• **Task to carry out**
An exact copy is needed of the lines from the line holding "gatekeeper: decode base64 encoded username" through the final line of the listing below, both included.

• **Provided material**
PR #3513, opened 2019-06-21
gatekeeper: decode base64 encoded username

x28646510:
Hello, I got login error when I tried to deploy basic auth component on Azure AKS. Then, I found a bug that username is not decoded from base64 to plain string.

• **Completed exercise**
gatekeeper: decode base64 encoded username

x28646510:
Hello, I got login error when I tried to deploy basic auth component on Azure AKS. Then, I found a bug that username is not decoded from base64 to plain string.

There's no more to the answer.